-- WORK REQUEST --
From the first line of the entries below to the line with "### Your current environment", give each line again exactly.

Collected data:
PR #14852, opened 2026-08-24
[Feature][Quantization] Serve native block-wise FP8 checkpoints for qwen3.8-27b-fp8

### LINKED ISSUE #14467: [Bug]: Serving native FP8 checkpoints fails with AttributeError: 'Qwen3_5Config' object has no attribute 'o_groups'
### Your current environment

Docker image: quay.io/ascend/vllm-ascend:qwen3.8-a5
Hardware: Ascend 950PR, single card
vLLM: 0.23.0 / vLLM Ascend: 0.23.0
Model: Qwen/Qwen3.8-27B-FP8 (official native FP8 checkpoint, local copy)

(EngineCore pid=122161) INFO 08-18 10:30:53 [model_runner_v1.py:3718] Starting to load model /workspace/user_data/Qwen3.8-27B-FP8...
(EngineCore pid=122161) INFO 08-18 10:30:53 [fp8_config.py:57] Using the vLLM Ascend fp8 Quantization now!
(EngineCore pid=122161) ERROR 08-18 10:30:54 [core.py:1195] EngineCore failed to start.
(EngineCore pid=122161) ERROR 08-18 10:30:54 [core.py:1195] Traceback (most recent call last):
...
(EngineCore pid=122161) ERROR 08-18 10:30:54 [core.py:1195]   File "/vllm-workspace/vllm/vllm/model_executor/models/qwen3_5.py", line 578, in __init__
(EngineCore pid=122161) ERROR 08-18 10:30:54 [core.py:1195]     self.visual = Qwen3_VisionTransformer(
(EngineCore pid=122161) ERROR 08-18 10:30:54 [core.py:1195]   File "/vllm-workspace/vllm/vllm/model_executor/models/qwen3_vl.py", line 581, in __init__
(EngineCore pid=122161) ERROR 08-18 10:30:54 [core.py:1195]     self.merger = Qwen3_VisionPatchMerger(
(EngineCore pid=122161) ERROR 08-18 10:30:54 [core.py:1195]   File "/vllm-workspace/vllm/vllm/model_executor/models/qwen3_vl.py", line 490, in __init__
(EngineCore pid=122161) ERROR 08-18 10:30:54 [core.py:1195]     self.linear_fc1 = ColumnParallelLinear(
(EngineCore pid=122161) ERROR 08-18 10:30:54 [core.py:1195]   File "/vllm-workspace/vllm-ascend/vllm_ascend/ops/linear.py", line 407, in __init__
(EngineCore pid=122161) ERROR 08-18 10:30:54 [core.py:1195]     AscendLinearBase.__init__(
(EngineCore pid=122161) ERROR 08-18 10:30:54 [core.py:1195]   File "/vllm-workspace/vllm-ascend/vllm_ascend/ops/linear.py", line 137, in __init__
(EngineCore pid=122161) ERROR 08-18 10:30:54 [core.py:1195]     self.quant_method = quant_config.get_quant_method(self, prefix=prefix)
(EngineCore pid=122161) ERROR 08-18 10:30:54 [core.py:1195]   File "/vllm-workspace/vllm-ascend/vllm_ascend/quantization/fp8_config.py", line 125, in get_quant_method
(EngineCore pid=122161) ERROR 08-18 10:30:54 [core.py:1195]     scheme = create_scheme_for_layer(self.quant_description, prefix, "ds_linear", self.packed_modules_mapping)
(EngineCore pid=122161) ERROR 08-18 10:30:54 [core.py:1195]   File "/vllm-workspace/vllm-ascend/vllm_ascend/quantization/fp8_config.py", line 63, in create_scheme_for_layer
(EngineCore pid=122161) ERROR 08-18 10:30:54 [core.py:1195]     return scheme_cls(quant_description)
(EngineCore pid=122161) ERROR 08-18 10:30:54 [core.py:1195]   File "/vllm-workspace/vllm-ascend/vllm_ascend/quantization/methods/fp8.py", line 45, in __init__
(EngineCore pid=122161) ERROR 08-18 10:30:54 [core.py:1195]     self.n_groups = hf_config.o_groups
(EngineCore pid=122161) ERROR 08-18 10:30:54 [core.py:1195] AttributeError: 'Qwen3_5Config' object has no attribute 'o_groups'
(APIServer pid=121784) RuntimeError: Engine core initialization failed. See root cause above. Failed core proc(s): {}

Root cause
detect_quantization_method() returns FP8_METHOD for any checkpoint whose config.json declares quantization_config.quant_method == "fp8" (vllm_ascend/quantization/utils.py:137-140), and FP8_METHOD is listed in NPUPlatform.supported_quantization (vllm_ascend/platform.py:90-95). So the model is routed to AscendFp8Config.

That config, however, only implements the DeepSeek-V4 native FP8 layout. In the v0.23.0 image it dispatches every LinearBase to the ds_linear scheme, whose constructor reads DeepSeek-specific config fields:

# vllm_ascend/quantization/methods/fp8.py (main: lines 56-58)
self.n_groups = hf_config.o_groups
self.n_local_groups = self.n_groups // tp_size
self.o_lora_rank = hf_config.o_lora_rank
Qwen3_5Config has neither o_groups nor o_lora_rank, hence the AttributeError. On current main the same call path instead hits a bare raise NotImplementedError (vllm_ascend/quantization/fp8_config.py:34-40), which is equally opaque to users.

A second problem is visible at the crash site: the failing layer is visual.merger.linear_fc1, which this checkpoint keeps in BF16 and lists in ignored_layers / modules_to_not_convert. The FP8 path never consults that list, so unquantized layers are treated as quantized. AscendCompressedTensorsConfig handles this correctly and can serve as the reference (vllm_ascend/quantization/compressed_tensors_config.py:161-173, returning AscendUnquantizedLinearMethod() when no scheme matches).

### 🐛 Describe the bug

```markdown
### What happens

Serving an official native FP8 checkpoint (`Qwen/Qwen3.8-27B-FP8`, architecture
`Qwen3_5ForConditionalGeneration`) on Ascend 950 fails with an `AttributeError`
during model construction, before any weight is loaded.

### Reproduce

```shell
vllm serve /workspace/user_data/Qwen3.8-27B-FP8 \
    --host 0.0.0.0 \
    --port 8000 \
    --tensor-parallel-size 1 \
    --served-model-name qwen3.8 \
    --max-num-seqs 32 \
    --max-model-len 131072 \
    --trust-remote-code \
    --enable-prefix-caching \
    --gpu-memory-utilization 0.85 \
    --speculative-config '{"method": "qwen3_5_mtp", "num_speculative_tokens": 3, "enforce_eager": true}' \
    --compilation-config '{"cudagraph_mode":"FULL_DECODE_ONLY"}'

### PR DESCRIPTION
**Pull request by yiminghub2024**

Native HF checkpoints with `quant_method: "fp8"` and `weight_block_size` (e.g. Qwen/Qwen3.8-27B-FP8) currently hit `AscendFp8Config` and either raise `NotImplementedError` or fall through to DeepSeek-V4 `ds_linear` (`o_groups`). This PR dispatches them in `get_quant_method` (same pattern as DSV4):

- Linear/MoE: new `fp8`/`linear` and `fp8`/`moe` schemes that resolve `float8_e4m3fn` + `weight_scale_inv` tiles
- Ascend 950: re-quantize to MXFP8 at load; other generations: resolve to BF16
- Honour both `ignored_layers` and `modules_to_not_convert` (e.g. `visual.merger.*`)
- Per-tensor / static activation: actionable error, not AttributeError

Fixes #14467

Refs #14466

Yes. Official block-wise FP8 checkpoints can be served as published:

```bash
vllm serve /model/Qwen3.8-27B-FP8 \
  --host 0.0.0.0 \
  --port 8000 \
  --served-model-name qwen3.8-27b-fp8 \
  --tensor-parallel-size 1 \
  --max-model-len 128000 \
  --max-num-seqs 8 \
  --gpu-memory-utilization 0.85 \
  --trust-remote-code \
  --speculative-config '{"method": "qwen3_5_mtp", "num_speculative_tokens": 3, "enforce_eager": true}'
```

### Performance (Ascend 950PR, from internal 950PR test notes)

Workload unless noted: `vllm bench serve --backend openai-chat --dataset-name random --random-input-len 64000 --random-output-len 3000 --num-prompts 10 --request-rate 10`.

#### Qwen3.8-27B family (this PR)
| Checkpoint | Path | Quant | MTP | KV cache | Bench output tok/s | Bench duration | Mean TTFT | Mean TPOT | Accept. rate / length | Notes |
|---|---|---|---|---|---:|---:|---:|---:|---|---|
| BF16 | `Qwen3.8-27B` | none | `mtp` ×3 | — | **45.31** | 662.11 s | 143551 ms | 157.69 ms | 55.82% / 2.67 | baseline |
| W8A8 (ModelSlim) | `Qwen3.8-27B-w8a8` | `--quantization ascend` | `qwen3_5_mtp` ×3 | 883,762 tok (6.74× @ 131k) | **92.26** | 325.16 s | 112931 ms | 66.21 ms | 64.21% / 2.93 | first serve |
| W8A8 + cpu_binding | same | ascend | same | 1,076,763 tok (4.11× @ 262k) | **96.40** | 311.21 s | 96627 ms | 66.96 ms | 64.21% / 2.93 | handbook also lists logger **62.9** tok/s |
| W8A8-MXFP8 | `Qwen3.8-27B-w8a8-mxfp8` | ascend | same | 1,011,932 tok (3.86× @ 262k) | **68.02** | 441.03 s | 142280 ms | 93.44 ms | 63.24% / 2.90 | handbook logger **69** tok/s |
| **Native FP8 (this PR)** | `Qwen3.8-27B-FP8` | **none** (`quant_method: fp8`) | `qwen3_5_mtp` ×3 | **913,333 tok** | **66.83** | 448.87 s | 143909 ms | 81.87 ms | **51.30% / 2.54** | serve `--max-model-len 128000`; handbook logger **128** tok/s |

Native FP8 vs same-card W8A8-MXFP8: bench output tok/s is in the same band (**66.8 vs 68.0**). vs BF16 it is **+47%** output tok/s (66.8 vs 45.3). vs ModelSlim W8A8 it is still behind on the **bench average** (66.8 vs 92–96), mainly because MTP acceptance is lower (51% / AL 2.54 vs ~64% / AL 2.93) and TTFT is similar to MXFP8 (~144 s mean under 10-way 64k prefill).

### Accuracy

Evaluated with [AISBench](https://github.com/AISBench/benchmark) on GPQA Diamond
(198 questions, 0-shot, `gpqa_gen_0_shot_str`), served by this PR on
**1x Ascend950PR, TP1, vLLM v0.27.1**, no speculative decoding.
Sampling: `temperature=0.6, top_k=10, top_p=0.95, repetition_penalty=1.03`,
`max_out_len=32768`, concurrency 32.

| GPQA_diamond | 07ea2e | accuracy | gen | 87.88 |

All 198 requests finished with `finish_reason=stop`; zero `length`,
`repetition` or `error` terminations, i.e. no truncation and no degenerate
repetition loops.

For context, the reference numbers published in the Qwen3.8-27B tutorial
(measured on **vllm-ascend v0.23.0rc1**, different hardware, so not a strictly
apples-to-apples comparison) are BF16 90.40, W8A8 89.90, W8A8-MXFP8 89.39.
With n=198 the 1-sigma sampling error is ~2.3 points, so the 87.88 observed
here is ~1.1 sigma from the BF16 reference and is not a statistically
significant regression. The gap corresponds to 5 questions out of 198.

- vLLM version: v0.27.1


vllm_ascend/quantization/fp8_config.py
```diff
@@ -31,13 +46,80 @@ def __init__(self, *args, **kwargs):
...
         raise NotImplementedError('Ascend hardware dose not support "get_min_capability" feature.')
 
+    @classmethod
+    def from_config(cls, config: dict[str, Any]) -> "AscendFp8Config":
+        quant_config = super().from_config(config)
+        # Checkpoints spell the exclusion list either way, and upstream Fp8Config
+        # only reads `ignored_layers`. Qwen3.8-27B-FP8 keeps `visual.merger.*` in
+        # `modules_to_not_convert`, so both keys have to be honoured.
+        ignored_layers = list(quant_config.ignored_layers or [])
+        for key in ("ignored_layers", "modules_to_not_convert"):
```
nu11ptr7: `modules_to_not_convert` entries are merged into `ignored_layers` verbatim - if they use globs like `visual.merger.*`, they only work if the skip check glob-matches. Worth confirming `is_layer_skipped` handles those patterns.

yiminghub2024: Good catch. Confirmed against Qwen/Qwen3.8-27B-FP8: modules_to_not_convert is 882 exact module names (e.g. visual.blocks.0.mlp.linear_fc1, visual.deepstack_merger_list.0.linear_fc1). There are no * / re: globs.

is_layer_skipped is called with match_mode="exact" (same default as upstream Fp8Config). That matches this checkpoint. We also added a UT for the official visual layer name.

Not adding glob matching here: it would change which layers get skipped and could incorrectly leave quantized weights unquantized. If a later checkpoint actually ships glob/re: entries, we can extend skip matching then.  @nu11ptr7

vllm_ascend/quantization/methods/fp8_block.py
```diff
@@ -0,0 +1,355 @@
...
+            f"({block_n}, {block_k}) needs a scale of shape {expected_scale_shape}, but the "
+            f"checkpoint provided {tuple(scale_inv.shape)}. The weight and its "
+            "`weight_scale_inv` are mismatched or unpaired."
+        )
+
+    resolved = torch.empty((out_features, in_features), dtype=out_dtype, device=weight.device)
+    rows_per_step = max(block_n, _ROWS_PER_DEQUANT_STEP // block_n * block_n)
+    for row_start in range(0, out_features, rows_per_step):
+        row_end = min(row_start + rows_per_step, out_features)
+        row_scales = scale_inv[row_start // block_n : cdiv(row_end, block_n)].to(torch.float32)
```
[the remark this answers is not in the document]
yiminghub2024: done

vllm_ascend/quantization/methods/fp8_block.py
```diff
@@ -0,0 +1,355 @@
...
+            self.model_dtype,
+        )
+        del layer.weight_scale_inv
+
+        if self.mxfp8_method is not None and not _supports_mx_regroup(resolved.shape[1], self.mxfp8_method.group_size):
+            logger.warning_once(
+                "Reduction dim %d of %s is not a multiple of the MXFP8 group size %d; serving this "
+                "layer in %s instead of MXFP8.",
+                resolved.shape[1],
+                layer.prefix,
```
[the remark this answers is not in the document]
yiminghub2024: done

vllm_ascend/quantization/methods/fp8_block.py
```diff
@@ -0,0 +1,355 @@
...
+        resolved,
+        dst_type=BLOCK_FP8_WEIGHT_DTYPE,
+        scale_alg=scale_alg,
+    )
+    out_features, in_features = resolved.shape
+    return quantized, _as_linear_mx_scale(mx_scale, out_features, in_features, group_size)
+
+
+def _supports_mx_regroup(in_features: int, group_size: int) -> bool:
+    return in_features % group_size == 0
```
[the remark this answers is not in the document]
yiminghub2024: Leaving the asserts as-is. This matches `AscendDeepseekV4FP8Config` in the same file, and the `fp8/linear` and `fp8/moe` schemes are registered at import time, so `get_scheme_class` is not None on the serve path.
vLLM Ascend is not run with `python -O`. If we convert asserts here we should do it for the whole file in a follow-up, not only this dispatch.

vllm_ascend/quantization/fp8_config.py
```diff
@@ -31,13 +46,80 @@ def __init__(self, *args, **kwargs):
...
+        logger.info_once("Using the vLLM Ascend block-wise fp8 Quantization now!")
+
+        if is_linear:
+            scheme_class = get_scheme_class(FP8_METHOD, "linear")
+            assert scheme_class is not None, f"No scheme registered for {FP8_METHOD}/linear"
+            return AscendLinearMethod(scheme_class(self.weight_block_size))
+
+        scheme_class = get_scheme_class(FP8_METHOD, "moe")
+        assert scheme_class is not None, f"No scheme registered for {FP8_METHOD}/moe"
+        return AscendFusedMoEMethod(
```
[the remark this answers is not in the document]
yiminghub2024: Leaving the asserts as-is. This matches `AscendDeepseekV4FP8Config` in the same file, and the `fp8/linear` and `fp8/moe` schemes are registered at import time, so `get_scheme_class` is not None on the serve path.
vLLM Ascend is not run with `python -O`. If we convert asserts here we should do it for the whole file in a follow-up, not only this dispatch.

vllm_ascend/quantization/methods/fp8_block.py
```diff
@@ -0,0 +1,367 @@
...
+
+    def __init__(self, weight_block_size: tuple[int, int], moe_config):
+        self.block_n, self.block_k = weight_block_size
+        # AscendFusedMoEMethod tags a scale as group-wise when the scheme reports
+        # a group size, which is how the upstream loader learns to narrow
+        # `*_weight_scale_inv` per expert shard.
+        self.group_size = self.block_k
+        self.model_dtype = get_current_vllm_config().model_config.dtype
+        self.moe_config = moe_config
+        self.mxfp8_method = AscendW8A8MXFP8DynamicFusedMoEMethod() if is_950() else None
```
kunpengW-code, line 206: The FP8 weight is actually available only in the 950 scenario. In the current implementation, floating-point calculation is directly used in non-950 scenarios, which is meaningless and increases the code complexity. The A2/A3 can directly use the BF16 weight. It is recommended that the floating-point branch be deleted.

vllm_ascend/quantization/methods/fp8_block.py
```diff
@@ -0,0 +1,367 @@
...
+        bias: torch.Tensor | None = None,
+        tp_rank: int | None = 0,
+    ) -> torch.Tensor:
+        if self.mxfp8_method is not None:
+            return self.mxfp8_method.apply(layer, x, bias, tp_rank)
+        return torch.ops.vllm.unquantized_gemm(x, layer.weight, bias)
+
+
+@register_scheme(FP8_METHOD, "moe")
+class AscendFp8BlockFusedMoEMethod(AscendMoEScheme):
```
kunpengW-code, line 189: After removing the floating-point branch, this class can directly inherit from MXFP8 and only override methods other than `apply`, just like the implementation in dsv4. With this modification, this class can be migrated to the `w8a8_mxfp8.py` file for unified management, eliminating the need to create a new `fp8_block.py` file.

vllm_ascend/quantization/methods/fp8_block.py
```diff
@@ -0,0 +1,367 @@
...
+        mx_scale = torch.empty(
+            (num_experts, weight.shape[1], in_features // mxfp8_method.group_size),
+            dtype=torch.uint8,
+            device=weight.device,
+        )
+        for expert in range(num_experts):
+            resolved = resolve_block_scales(
+                weight[expert], scale_inv[expert], self.block_n, self.block_k, self.model_dtype
+            )
+            quantized, expert_scale = _mx_quantize(resolved, scale_alg, mxfp8_method.group_size)
```
kunpengW-code: Requantizing weights from the fp8 format to the mxfp8 format may have an impact on precision. If possible, could you provide some test results for the precision dataset?

yiminghub2024: done ,thanks @kunpengW-code

vllm_ascend/quantization/methods/fp8_block.py
yiminghub2024: ok ,after merged , i will open new pr to fix it later

vllm_ascend/quantization/methods/fp8_block.py
yiminghub2024: ok ,i will remove this with a new pr  later thanks

wangxiyuan (dismissed):

vllm_ascend/quantization/methods/fp8_block.py
```diff
@@ -0,0 +1,367 @@
...
+            device=weight.device, dtype=torch.float32
+        )
+        row_scales = row_scales.repeat_interleave(block_n, dim=0)[: row_end - row_start]
+        row_scales = row_scales.repeat_interleave(block_k, dim=1)[:, :in_features]
+        resolved[row_start:row_end] = weight[row_start:row_end].to(torch.float32) * row_scales
+    return resolved
+
+
+def _as_linear_mx_scale(mx_scale: torch.Tensor, out_features: int, in_features: int, group_size: int) -> torch.Tensor:
+    mx_scale = mx_scale.view(torch.uint8)
```
lcfenglinwan: The data type of the scale output by the `npu_dynamic_mx_quant` interface is `torch.uint8`. Therefore, no further type conversion is required here.

vllm_ascend/quantization/methods/fp8_block.py
```diff
@@ -0,0 +1,367 @@
...
+
+def _mx_quantize(resolved: torch.Tensor, scale_alg: int, group_size: int) -> tuple[torch.Tensor, torch.Tensor]:
+    """Re-quantize a dense matrix to MXFP8, returning the weight and uint8 scale."""
+    quantized, mx_scale = torch_npu.npu_dynamic_mx_quant(
+        resolved,
+        dst_type=BLOCK_FP8_WEIGHT_DTYPE,
+        scale_alg=scale_alg,
+    )
+    out_features, in_features = resolved.shape
+    return quantized, _as_linear_mx_scale(mx_scale, out_features, in_features, group_size)
```
lcfenglinwan: Why is it necessary to process mx_scale here? Could there be situations where it cannot be used directly?

vllm_ascend/quantization/methods/fp8_block.py
yiminghub2024: fixed ,thanks @lcfenglinwan

vllm_ascend/quantization/methods/fp8_block.py
yiminghub2024: fixed ,thanks @lcfenglinwan

vllm_ascend/quantization/fp8_config.py
```diff
@@ -31,13 +50,89 @@ def __init__(self, *args, **kwargs):
     def get_min_capability(cls) -> int:
         raise NotImplementedError('Ascend hardware dose not support "get_min_capability" feature.')
 
+    @classmethod
+    def from_config(cls, config: dict[str, Any]) -> "AscendFp8Config":
```
lcfenglinwan: Why is it necessary to rewrite this function? Are there any differences caused by hardware?

vllm_ascend/quantization/fp8_config.py
```diff
@@ -31,13 +50,89 @@ def __init__(self, *args, **kwargs):
...
+
+        self._verify_block_quantization()
+        logger.info_once("Using the vLLM Ascend block-wise fp8 Quantization now!")
+
+        if is_linear:
+            scheme_class = get_scheme_class(FP8_METHOD, "linear")
+            assert scheme_class is not None, f"No scheme registered for {FP8_METHOD}/linear"
+            return AscendLinearMethod(scheme_class(self.weight_block_size))
+
+        scheme_class = get_scheme_class(FP8_METHOD, "moe")
```
lcfenglinwan: add `if is_moe:` before L129

vllm_ascend/quantization/fp8_config.py
```diff
@@ -31,13 +50,89 @@ def __init__(self, *args, **kwargs):
...
+        assert scheme_class is not None, f"No scheme registered for {FP8_METHOD}/moe"
+        return AscendFusedMoEMethod(
+            scheme_class(self.weight_block_size, layer.moe_config),
+            layer.moe_config,
+            tid2eid=tid2eid,
+        )
```
lcfenglinwan, line 116: add `return None` at the end

vllm_ascend/quantization/fp8_config.py
```diff
@@ -31,13 +50,89 @@ def __init__(self, *args, **kwargs):
...
+            AscendFusedMoEMethod,
+            AscendLinearMethod,
+        )
+
+        is_linear = isinstance(layer, LinearBase)
+        is_moe = _is_fused_moe_layer(layer)
+        if not is_linear and not is_moe:
+            # Embeddings and the lm_head stay in the model dtype in every native
+            # FP8 release published so far.
+            if isinstance(layer, VocabParallelEmbedding):
```
lcfenglinwan: I think this processing for VocabParallelEmbedding can be removed. plz check

vllm_ascend/quantization/fp8_config.py
yiminghub2024: done ,thanks

vllm_ascend/quantization/fp8_config.py
yiminghub2024: done ,thanks

vllm_ascend/quantization/fp8_config.py
yiminghub2024: done ,thanks

vllm_ascend/quantization/fp8_config.py
yiminghub2024: done ,thanks  @lcfenglinwan

wangxiyuan (approved):

wangxiyuan:
CI failure doesn't relate to this change. Merged now.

-- RESULT --
PR #14852, opened 2026-08-24
[Feature][Quantization] Serve native block-wise FP8 checkpoints for qwen3.8-27b-fp8

### LINKED ISSUE #14467: [Bug]: Serving native FP8 checkpoints fails with AttributeError: 'Qwen3_5Config' object has no attribute 'o_groups'
### Your current environment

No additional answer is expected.